PR #9394, opened 2022-02-25
[#2933] Removed `[FIRLibrary configureWithApp:]`

### LINKED ISSUE #2933: Remove `[FIRLibrary configureWithApp:]` calls.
__________
▶ **WHAT TO DO**:
Output an exact copy of the listing.

▶ **ANSWER**:
PR #9394, opened 2022-02-25
[#2933] Removed `[FIRLibrary configureWithApp:]`

### LINKED ISSUE #2933: Remove `[FIRLibrary configureWithApp:]` calls.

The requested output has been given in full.